The literature highlights several directions for advancing the design and deployment of thinking tokens:

  • Learning context-dependent or structured embeddings: Moving beyond single shared embeddings to richer, context-aware representations may reduce gradient noise and improve learning of intermediate reasoning (Vennam et al., 2024).
  • Hybrid, adaptive, and parallel reasoning orchestration: Methods such as Parallel-Distill-Refine (PDR) that balance sequential and parallel refinement are shown to push out the efficiency–accuracy Pareto frontier, outperforming monolithic long CoT traces at lower latency (Madaan et al., 1 Oct 2025, Tang et al., 13 Jan 2026).

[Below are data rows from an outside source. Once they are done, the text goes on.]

PR #891, opened 2022-11-08
[WOR-591] Build azure blob copying for cloning operations

aherbst-broad:
## Context
In [this PR](https://github.com/DataBiosphere/terra-workspace-manager/commits/main), we built out the Azure container cloning flight, stubbing out the copying of blobs for a separate effort. This PR builds out the blob copying step.

## This PR
* Builds out the `CopyAzureStorageContainerBlobsStep`. The step delegates mostly to a `BlobCopier` class that handles the mechanics of kicking off the blob copies and polling on their completion.
* The `BlobCopier` starts the copy operations and polls on them to completion. For now, this is a serial operation. In the future we may consider a more sophisticated fork-join model similar to what Rawls does but I'd like to vet out this approach before building out more complex multithreaded code. 
* Adds a connected test that:
   * Creates two containers, uploads small test blobs to them, initiates a copy and verifies they were successfully copied.


service/src/main/java/bio/terra/workspace/app/controller/ControlledAzureResourceApiController.java
```diff
@@ -257,39 +256,16 @@ public ResponseEntity<ApiCreateControlledAzureRelayNamespaceResult> createAzureR
         SamRethrow.onInterrupted(
             () -> getSamService().getUserEmailFromSam(userRequest), "getUserEmailFromSam");
 
-    logger.info(
```
aherbst-broad, line 260: This has been refactored into the service-level SAS token generation method so we have centralized logging (i.e, I want to log when the blob copy flight mints a token as well and not have to dupe logging statements at that call site).

service/src/main/java/bio/terra/workspace/service/resource/controlled/cloud/azure/AzureStorageAccessService.java
```diff
@@ -96,6 +103,44 @@ private BlobContainerSasPermission getSasTokenPermissions(
...
+   * @param workspaceUuid id of the workspace that owns the container resource
+   * @param storageContainerResource storage container object we want to mint a SAS for
+   * @param storageAccountResource storage account which owns the storage container object
+   * @param userRequest The authenticated user's request
+   * @param sasIpRange (optional) IP address or range of IPs from which the Azure APIs will accept
+   *     requests for the token being minted.
+   * @return A bundle of 1) a full Azure SAS URL, including the storage account hostname and 2) the
+   *     token query param fragment
+   */
+  public AzureSasBundle createAzureStorageContainerSasToken(
```
aherbst-broad, line 118: I've added a convenience overload for creating a sas token with the default start + expiry times to avoid having to wire in the azure configuration to the blob copying code and passing in the config'ed values there.

service/src/main/java/bio/terra/workspace/service/resource/controlled/cloud/azure/BlobCopier.java
```diff
@@ -0,0 +1,109 @@
...
+import java.time.Duration;
+import org.slf4j.Logger;
+import org.slf4j.LoggerFactory;
+
+public class BlobCopier {
+  private final Logger logger = LoggerFactory.getLogger(BlobCopier.class);
+  private final AzureStorageAccessService storageAccessService;
+  private final AuthenticatedUserRequest userRequest;
+
+  private static final Duration MAX_POLL_TIMEOUT = Duration.ofMinutes(10);
```
aherbst-broad, line 22: We can tweak this as needed, 10 minutes seems generous but I'm happy to bump it up / down if folks have thoughts.

service/src/main/java/bio/terra/workspace/service/resource/controlled/cloud/azure/BlobCopier.java
```diff
@@ -0,0 +1,109 @@
...
+                    sourceBlobContainerClient,
+                    destinationBlobCOntainerClient));
+
+    logger.info(
+        "Copying blobs [source_container_id = {}, source_workspace_id = {}, destination_container_id = {}, destination_workspace_id={}]",
+        sourceContainer.getResourceId(),
+        sourceContainer.getWorkspaceId(),
+        destinationContainer.getResourceId(),
+        destinationContainer.getWorkspaceId());
+    var pollResults = blobPollers.map(blobPoller -> blobPoller.waitForCompletion(MAX_POLL_TIMEOUT));
```
aherbst-broad, line 74: Worth restating from the PR description -- this is a serial operation and a potential candidate for optimization by dispatching these operations in parallel via a fork-join pool. I wanted to keep the first cut simple and iterate from there.

service/src/main/java/bio/terra/workspace/service/resource/controlled/cloud/azure/BlobCopier.java
```diff
@@ -0,0 +1,109 @@
...
+            sourceContainer.getWorkspaceId(),
+            sourceContainer,
+            sourceStorageAccount,
+            userRequest,
+            null,
+            sourceBlobItem.getName(),
+            "r");
+    var sourceBlobClient = sourceBlobContainerClient.getBlobClient(sourceBlobItem.getName());
+    var destinationBlobClient = destBlobContainerClient.getBlobClient(sourceBlobItem.getName());
+    var sourceBlobUrl = sourceBlobClient.getBlobUrl() + "?" + sasBundle.sasToken();
```
aherbst-broad, line 105: Concat'ing strings to form a usable source URL is awkward, I was unable to find a better approach to copying a blob from a private container using a SAS in any docs.

blakery (approved):

service/src/main/java/bio/terra/workspace/service/resource/controlled/cloud/azure/BlobCopier.java
```diff
@@ -0,0 +1,109 @@
...
+      ControlledAzureStorageContainerResource sourceContainer,
+      ControlledAzureStorageContainerResource destinationContainer) {
+    var sourceBlobContainerClient =
+        storageAccessService.buildBlobContainerClient(sourceContainer, sourceStorageAccount);
+    var destinationBlobCOntainerClient =
+        storageAccessService.buildBlobContainerClient(
+            destinationContainer, destinationStorageAccount);
+
+    // filter out any zero-length blobs, these are not copyable
+    var blobItems =
```
ddietterich, line 52: This seems like an odd semantic. I would have expected you to create an empty blob on the target in this case. Isn't an empty file significant to some systems?

service/src/main/java/bio/terra/workspace/service/resource/controlled/cloud/azure/BlobCopier.java
ddietterich: Do I understand you are allowing only 10 minutes for copying all of the blobs? (Seems short) Or is it copying a single blob? (Not sure)

On GCP when we copy across regions, the copy times could be very long. And a local copy was not an actual copy - just some GCS backend operation. So that was very fast. Do you know what this copy is doing under the covers?

service/src/main/java/bio/terra/workspace/service/resource/controlled/cloud/azure/BlobCopier.java
```diff
@@ -0,0 +1,109 @@
...
+
+  private SyncPoller<BlobCopyInfo, Void> beginCopyBlob(
+      AzureStorageAccessService storageAccessService,
+      ControlledAzureStorageContainerResource sourceContainer,
+      ControlledAzureStorageResource sourceStorageAccount,
+      AuthenticatedUserRequest userRequest,
+      BlobItem sourceBlobItem,
+      BlobContainerClient sourceBlobContainerClient,
+      BlobContainerClient destBlobContainerClient) {
+    var sasBundle =
```
ddietterich, line 94: I think these types should be spelled out. Our rule of thumb is: only use `var` when the rhs tells you what the type is.

service/src/main/java/bio/terra/workspace/service/resource/controlled/flight/clone/azure/container/CopyAzureStorageContainerBlobsStep.java
```diff
@@ -3,13 +3,90 @@
...
+
+    ControlledAzureStorageContainerResource destinationContainer =
+        flightContext
+            .getWorkingMap()
+            .get(
+                WorkspaceFlightMapKeys.ControlledResourceKeys.CLONED_RESOURCE_DEFINITION,
+                ControlledAzureStorageContainerResource.class);
+
+    var results =
+        blobCopier.copyBlobs(
```
ddietterich, line 82: I don't think this is idempotent. If I read the code right, this will create a potentially duplicate set of blob copies. Some of which may fail because they already have been copied by a previous run.

ddietterich (commented):
I think there are idempotency issues with this code.

Other minor comments

service/src/main/java/bio/terra/workspace/service/resource/controlled/cloud/azure/BlobCopier.java
marctalbott: feels like a reasonable place to start to me

service/src/main/java/bio/terra/workspace/service/resource/controlled/cloud/azure/BlobCopier.java
aherbst-broad: Directories are presented as zero length blobs in azure, I'll update the comment to that effect.

service/src/main/java/bio/terra/workspace/service/resource/controlled/flight/clone/azure/container/CopyAzureStorageContainerBlobsStep.java
```diff
@@ -3,13 +3,90 @@
...
 public class CopyAzureStorageContainerBlobsStep implements Step {
+  private final ResourceDao resourceDao;
+  private final ControlledAzureStorageContainerResource sourceContainer;
+  private final AzureStorageAccessService azureStorageAccessService;
+  private final AuthenticatedUserRequest userRequest;
+  private final BlobCopier blobCopier;
+
+  public CopyAzureStorageContainerBlobsStep(
+      AzureStorageAccessService azureStorageAccessService,
+      ControlledAzureStorageContainerResource sourceContainer,
```
marctalbott, line 29: For my own learning, how do you determine how you're going to pass parameters to a step (ie via `flightContext` vs step constructor)? Just based on whether the parameter is already present in the flight context when you create the step?

service/src/main/java/bio/terra/workspace/service/resource/controlled/flight/clone/azure/container/CopyAzureStorageContainerBlobsStep.java
```diff
@@ -3,13 +3,90 @@
...
+    ControlledAzureStorageContainerResource destinationContainer =
+        flightContext
+            .getWorkingMap()
+            .get(
+                WorkspaceFlightMapKeys.ControlledResourceKeys.CLONED_RESOURCE_DEFINITION,
+                ControlledAzureStorageContainerResource.class);
+
+    var results =
+        blobCopier.copyBlobs(
+            sourceStorageAccount, destinationStorageAccount, sourceContainer, destinationContainer);
```
marctalbott, line 83: What happens if WSM needs to rerun this step? Will the blob copier be able to handle re-copying over the same files if some files have already been copied over on a previous run?

aherbst-broad:
@ddietterich that's for a single copy, I expect azure is similar to GCP in this respect wrt backend operations. Benchmarking between two containers cross region just now yielded around ~2Gbps, so max of 1.2TB in the happy case. I'll bump the timeout.

service/src/main/java/bio/terra/workspace/service/resource/controlled/flight/clone/azure/container/CopyAzureStorageContainerBlobsStep.java
aherbst-broad: Yes, the destination blob will be overwritten, see these [remarks](https://learn.microsoft.com/en-us/rest/api/storageservices/copy-blob#remarks).

service/src/main/java/bio/terra/workspace/service/resource/controlled/flight/clone/azure/container/CopyAzureStorageContainerBlobsStep.java
aherbst-broad: Good question. Constructor parameters are only available at flight creation time, i.e., things like spring beans etc. Items created at runtime are passed via the working map.

service/src/main/java/bio/terra/workspace/service/resource/controlled/flight/clone/azure/container/CopyAzureStorageContainerBlobsStep.java
aherbst-broad: The blobs will be overwritten (see these [remarks](https://learn.microsoft.com/en-us/rest/api/storageservices/copy-blob#remarks) ).

service/src/main/java/bio/terra/workspace/service/resource/controlled/cloud/azure/BlobCopier.java
aherbst-broad: Will do.

service/src/main/java/bio/terra/workspace/service/resource/controlled/cloud/azure/AzureStorageAccessService.java
```diff
@@ -123,6 +168,12 @@ public AzureSasBundle createAzureStorageContainerSasToken(
       String sasPermissions) {
     features.azureEnabledCheck();
 
+    logger.info(
+        "user {} requesting SAS token for Azure storage container {} in workspace {}",
+        userRequest.getEmail(),
```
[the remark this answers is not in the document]
aherbst-broad: That's exciting...I'll test it out w/an azure user, thanks for the heads up.

service/src/main/java/bio/terra/workspace/service/resource/controlled/cloud/azure/BlobCopier.java
ddietterich: How do directories get created on the destination? If I have an empty directory in my source, it will disappear in my destination?

service/src/main/java/bio/terra/workspace/service/resource/controlled/flight/clone/azure/container/CopyAzureStorageContainerBlobsStep.java
ddietterich: Got it. If there is an interruption, you start over from scratch. We can hope interruptions are very rare!

service/src/main/java/bio/terra/workspace/service/resource/controlled/cloud/azure/AzureStorageAccessService.java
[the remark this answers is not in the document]
aherbst-broad: Yeah, `null` is definitely a thing that can happen. I've added a note to the next WSM checkin to talk about this , it looks like it's endemic to the WSM codebase as a whole. For now I think this is out of scope for this PR.

marctalbott (approved):

service/src/main/java/bio/terra/workspace/app/controller/ControlledAzureResourceApiController.java
cahrens: @aherbst-broad it would be good to remove the userEmail variable ^

service/src/main/java/bio/terra/workspace/service/resource/controlled/cloud/azure/AzureStorageAccessService.java
```diff
@@ -168,4 +224,27 @@ public AzureSasBundle createAzureStorageContainerSasToken(
...
+   * Returns an Azure container client suitable for interacting with a storage container and it's
+   * constiuent blobs.
+   *
+   * @param containerResource The WSM container resource the client will operate on
+   * @param storageAccountResource The parent storage account for the WSM container resource
+   * @return An Azure blob container client
+   */
+  public BlobContainerClient buildBlobContainerClient(
+      ControlledAzureStorageContainerResource containerResource,
+      ControlledAzureStorageResource storageAccountResource) {
```
cahrens, line 238: As we've talked about, we won't have a parent controlled storageAccountResource in the case of a landing zone storage account. It would be good to have a ticket for the subsequent work that will need to be done once TOAZ-264 is settled.

service/src/main/java/bio/terra/workspace/service/resource/controlled/cloud/azure/AzureStorageAccessService.java
```diff
@@ -168,4 +224,27 @@ public AzureSasBundle createAzureStorageContainerSasToken(
             storageContainerResource.getStorageContainerName(),
             token));
   }
+
+  /**
+   * Returns an Azure container client suitable for interacting with a storage container and it's
```
cahrens, line 229: Grammar nit: "its".

service/src/main/java/bio/terra/workspace/service/resource/controlled/cloud/azure/BlobCopier.java
```diff
@@ -0,0 +1,110 @@
...
+
+  public BlobCopier(
+      AzureStorageAccessService storageAccessService, AuthenticatedUserRequest userRequest) {
+    this.storageAccessService = storageAccessService;
+    this.userRequest = userRequest;
+  }
+
+  /**
+   * Attempts to copy all blobs from the source container to the destination container. The calling
+   * principal must have READ-level access on the storage container resource.
```
cahrens, line 32: READ on source and WRITE on destination?

service/src/main/java/bio/terra/workspace/service/resource/controlled/cloud/azure/BlobCopier.java
ddietterich: Wow, OK.

service/src/main/java/bio/terra/workspace/service/resource/controlled/cloud/azure/BlobCopier.java
```diff
@@ -0,0 +1,110 @@
...
+            sourceStorageAccount,
+            userRequest,
+            null,
+            sourceBlobItem.getName(),
+            "r");
+    var sourceBlobClient = sourceBlobContainerClient.getBlobClient(sourceBlobItem.getName());
+    var destinationBlobClient = destBlobContainerClient.getBlobClient(sourceBlobItem.getName());
+    var sourceBlobUrl = sourceBlobClient.getBlobUrl() + "?" + sasBundle.sasToken();
+
+    return destinationBlobClient.beginCopy(sourceBlobUrl, Duration.ofSeconds(1));
```
cahrens, line 108: Why the 1 second duration?

cahrens:
@aherbst-broad Just a couple minor things and some questions, otherwise LGTM.

service/src/main/java/bio/terra/workspace/service/resource/controlled/cloud/azure/BlobCopier.java
aherbst-broad: No good reason; This controls the interval between poll. According to the docs the default is 1 second anyway, so I'll remove.

service/src/main/java/bio/terra/workspace/service/resource/controlled/cloud/azure/BlobCopier.java
aherbst-broad: 🤔 an interesting question. The user in this context implicitly has WRITE access as they are the owner of the newly cloned workspace.

service/src/main/java/bio/terra/workspace/service/resource/controlled/cloud/azure/AzureStorageAccessService.java
aherbst-broad: https://broadworkbench.atlassian.net/browse/WOR-620

cahrens (approved):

  • Cross-modal and modality-agnostic strategies: Integration of modality-free latent tokens (text, image, spatial) is effective for tasks requiring abstract and grounded reasoning, and lays groundwork for scaling beyond language (Ray et al., 11 Dec 2025).
  • Fine-grained monitoring and explainability: Faithfulness divergence between thinking and answer channels underscores the need for multi-channel output monitoring, potentially combined with activation-level probes in unacknowledged cases (Young, 27 Mar 2026).
  • Automated token budgeting and resource–utility scheduling: There is increasing focus on dynamic and domain-sensitive control, aligning resource expenditure (number and type of thinking tokens) with task complexity and downstream requirements (Bi et al., 16 Aug 2025, Zheng et al., 28 Sep 2025).

Whether explicit or latent, thinking tokens remain central to the design of efficient, interpretable, and robust reasoning models, with empirical and theoretical research converging on their role as both a lever for compute allocation and a probe of internal model logic.